/bread

Primary LanguagePython

BREAD

This repository contains BREAD (Boilerplate and Redundancy Evaluation on Assorted Documents), as well as the canonical script to score it. It also contains a simple implementation of the CRED (Character Redundancy) scores to measure data quality and filter data.

More details are in Separating the Wheat from the Chaff with BREAD: An open-source benchmark and metrics to detect redundancy in text.

NOTE: this is cloned from

The Breadwinners

The best classifiers according to the limited gridsearch we did in the paper are presented here. For details on the parameters, please look in breadwinners.py.

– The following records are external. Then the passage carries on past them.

Issue #22910, opened 2024-06-03
Presto silently converts NaN to zero when casting it to an INTEGER but throws when casting to BIGINT.


bikramSingh91:
Since NaN cannot be represented as an integer value, it would make sense to instead return a user error similar to how it does when casting to BIGINT.

```
SELECT CAST(NAN() AS INTEGER) ;  ---- 0
SELECT CAST(NAN() AS BIGINT) ;  ---- Error:  Unable to cast NaN to bigint
```

rschlussel:
This needs to be fixed for all of the following casts
DOUBLE ->INTEGER
DOUBLE -> SMALLINT
DOUBLE  -> TINYINT.  
REAL -> BIGINT
REAL -> INTEGER
REAL -> SMALLINT
REAL -> TINYINT

PR #22917, opened 2024-06-04
Throw exception for cast of nan and infinity to int types

rschlussel:
## Description
Fix cast of nan and infinity from DOUBLE/REAL to
BIGINT/INT/SMALLINT/TINYTINT.  Previously all except double -> bigint would return zero.  Now they will all throw an INVALID_CAST_ARGUMENT exception.

Fix silent overflow for casting from REAL to BIGINT type. We now throw
an INVALID_CAST_ARGUMENT if the value is out of the BIGINT range.

Change error code from NUMERIC_VALUE_OUT_OF_RANGE to
INVALID_CAST_ARGUMENT for out of range values in casts from floating
point to integer types.  With the library we now use for the
implementaiton for these casts, we can't always tell by the exception
type that the value is out of range, so we return the more generic, but
still relevant INVALID_CAST_ARGUMENT instead.

## Motivation and Context
Fixes https://github.com/prestodb/presto/issues/22910.  
Nan and infinity can't be represented as an integer, so casting to an int type should throw an error.

This also brings Presto and velox behavior in alignment. We are choosing to modify Presto in this case because velox behavior is correct here (we would want to change Presto regardless of the native worker migration)

## Impact

CAST of nan and infinity to BIGINT, INTEGER, SMALLINT, and TINYINT types will now return an exception with the INVALID_CAST_ARGUMENT error code

Cast of out of range values for DOUBLE or FLOAT to BIGINT, INTEGER, SMALLINT, or TINYINT will now return an INVALID_CAST_ARGUMENT error code rather than NUMERIC_VALUE_OUT_OF_RANGE error code

CAST of real values outside of BIGINT range will now return a NUMERIC_VALUE_OUT_OF_RANGE error. Previously they would silently overflow.

## Test Plan
unit tests
## Contributor checklist

- [ ] CI passed.

## Release Notes

```
== RELEASE NOTES ==

General Changes
* Fix cast of NaN and Infinity from DOUBLE or REAL to  BIGINT, INTEGER, SMALLINT, and TINYINT. It will now return an exception with the INVALID_CAST_ARGUMENT error code. Previously it would return zero.
* Fix CAST of REAL values outside of BIGINT range to return an exception with an INVALID_CAST_ARGUMENT error code. Previously they would silently overflow.
* Change error code for cast from DOUBLE or REAL to BIGINT, INTEGER, SMALLINT or TINYINT for out of range values from ``NUMERIC_VALUE_OUT_OF_RANGE`` to ``INVALID_CAST_ARGUMENT``.

```

### DIFF
--- a/presto-main/src/main/java/com/facebook/presto/type/DoubleOperators.java
+++ b/presto-main/src/main/java/com/facebook/presto/type/DoubleOperators.java
@@ -16,7 +16,6 @@ package com.facebook.presto.type;
 import com.facebook.presto.common.block.Block;
 import com.facebook.presto.common.type.AbstractLongType;
 import com.facebook.presto.common.type.StandardTypes;
-import com.facebook.presto.operator.scalar.MathFunctions;
 import com.facebook.presto.spi.PrestoException;
 import com.facebook.presto.spi.function.BlockIndex;
 import com.facebook.presto.spi.function.BlockPosition;
@@ -53,12 +52,10 @@ import static com.facebook.presto.common.function.OperatorType.XX_HASH_64;
 import static com.facebook.presto.common.type.DoubleType.DOUBLE;
 import static com.facebook.presto.spi.StandardErrorCode.DIVISION_BY_ZERO;
 import static com.facebook.presto.spi.StandardErrorCode.INVALID_CAST_ARGUMENT;
-import static com.facebook.presto.spi.StandardErrorCode.NUMERIC_VALUE_OUT_OF_RANGE;
 import static com.google.common.base.Preconditions.checkState;
 import static io.airlift.slice.Slices.utf8Slice;
 import static java.lang.Double.doubleToLongBits;
 import static java.lang.Float.floatToRawIntBits;
-import static java.lang.Math.toIntExact;
 import static java.lang.String.format;
 import static java.math.RoundingMode.FLOOR;
 import static java.math.RoundingMode.HALF_UP;
@@ -195,10 +192,10 @@ public final class DoubleOperators
     public static long castToInteger(@SqlType(StandardTypes.DOUBLE) double value)
     {
         try {
-            return toIntExact((long) MathFunctions.round(value));
+            return DoubleMath.roundToInt(value, HALF_UP);
         }
         catch (ArithmeticException e) {
-            throw new PrestoException(NUMERIC_VALUE_OUT_OF_RANGE, "Out of range for integer: " + value, e);
+            throw new PrestoException(INVALID_CAST_ARGUMENT, format("Unable to cast %s to integer", value), e);
         }
     }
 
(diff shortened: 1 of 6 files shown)


ClarenceThreepwood (dismissed):

ClarenceThreepwood:
> This also brings Presto and velox behavior in alignment. We are choosing to modify Presto in this case because velox behavior is correct here (we would want to change Presto regardless of the native worker migration)
> 
Another data point - this is also the approach that most other db engines take (e.g. Postgres)

presto-main/src/main/java/com/facebook/presto/type/DoubleOperators.java
```diff
@@ -195,10 +193,13 @@ public static boolean castToBoolean(@SqlType(StandardTypes.DOUBLE) double value)
     public static long castToInteger(@SqlType(StandardTypes.DOUBLE) double value)
     {
         try {
-            return toIntExact((long) MathFunctions.round(value));
+            return DoubleMath.roundToInt(value, HALF_UP);
         }
         catch (ArithmeticException e) {
-            throw new PrestoException(NUMERIC_VALUE_OUT_OF_RANGE, "Out of range for integer: " + value, e);
+            if (e.getMessage().equals("not in range")) {
```
elharo, line 199: How can this be done without relying on undocumented exception messages that are subject to change between JDKs and JDK versions?

If it can't, I'd drop the conditional and simply always use an INVALID_CAST_ARGUMENT

presto-main/src/main/java/com/facebook/presto/type/DoubleOperators.java
```diff
@@ -207,7 +208,13 @@ public static long castToInteger(@SqlType(StandardTypes.DOUBLE) double value)
     public static long castToSmallint(@SqlType(StandardTypes.DOUBLE) double value)
     {
         try {
-            return Shorts.checkedCast((long) MathFunctions.round(value));
+            return Shorts.checkedCast(DoubleMath.roundToInt(value, HALF_UP));
+        }
+        catch (ArithmeticException e) {
+            if (e.getMessage().equals("not in range")) {
```
elharo, line 214: ditto

presto-main/src/main/java/com/facebook/presto/type/RealOperators.java
```diff
@@ -194,18 +195,29 @@ public static Slice castToVarchar(@SqlType(StandardTypes.REAL) long value)
     @SqlType(StandardTypes.BIGINT)
     public static long castToLong(@SqlType(StandardTypes.REAL) long value)
     {
-        return (long) MathFunctions.round((double) intBitsToFloat((int) value));
+        try {
+            return DoubleMath.roundToLong(intBitsToFloat((int) value), HALF_UP);
+        }
+        catch (ArithmeticException e) {
+            if (e.getMessage().equals("not in range")) {
```
elharo, line 202: ditto

presto-main/src/main/java/com/facebook/presto/type/RealOperators.java
```diff
@@ -194,18 +195,29 @@ public static Slice castToVarchar(@SqlType(StandardTypes.REAL) long value)
...
     @SqlType(StandardTypes.INTEGER)
     public static long castToInteger(@SqlType(StandardTypes.REAL) long value)
     {
         try {
-            return toIntExact((long) MathFunctions.round((double) intBitsToFloat((int) value)));
+            return DoubleMath.roundToInt(intBitsToFloat((int) value), HALF_UP);
         }
         catch (ArithmeticException e) {
-            throw new PrestoException(NUMERIC_VALUE_OUT_OF_RANGE, "Out of range for integer: " + value, e);
+            if (e.getMessage().equals("not in range")) {
```
elharo, line 217: ditto

presto-main/src/main/java/com/facebook/presto/type/DoubleOperators.java
rschlussel: yeah, I didn't love it, but didn't see other options..  I'll switch to always using INVALID_CAST_ARGUMENT instead.

arhimondr (approved):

According to these tables, the best score may appear to be the sodabread score, which is based on the second moment of the frequency. However, be advised that moment-based results had a slightly higher variance and lower mean on average than Zipfianness-based methods for BREAD-noisy (Figure 2 in the paper), so there is some possibility that the high scores of sodabread may have more noise than those of pumpernickel and vollkorn.

Test results

classifier split bread slice score
Pumpernickel test noisy 85.53%
Vollkorn test noisy 85.45%
Sodabread test noisy 87.92%
Wonderbread test noisy 79.62%
classifier split bread slice score
Pumpernickel test repeat 94.12%
Vollkorn test repeat 93.69%
Sodabread test repeat 94.33%
Wonderbread test repeat 90.05%

Tune results

classifier split bread slice score
Pumpernickel tune repeat 95.64%
Vollkorn tune repeat 94.73%
Sodabread tune repeat 95.68%
Crouton tune repeat 92.49%
classifier split bread slice score
Pumpernickel tune noisy 87.11%
Vollkorn tune noisy 86.17%
Sodabread tune noisy 88.32%
Crouton tune noisy 81.87%

Usage

Please see demo.py. Also please note that if you use this on a large dataset, you may want to re-implement these scores (possibly in C++) for efficiency.

The Code

The files in this repository are as follows:

  • cred.py: implementations of the different CRED scores, including Moment, Zipfianness, and TTR
  • breadwinners.py: Implementations of the best parameter settings from the paper
  • get_bread_benchmark_table.py: code to score BREAD with functions in breadwinners and output the table above
  • bread.tsv: the raw data for the BREAD benchmark.
  • demo.py: demonstration of how to use CRED scores
  • README.md: This file.

This not optimized code. If anyone wants to reimplement it in a faster way, or in a different programming language, that would be welcome.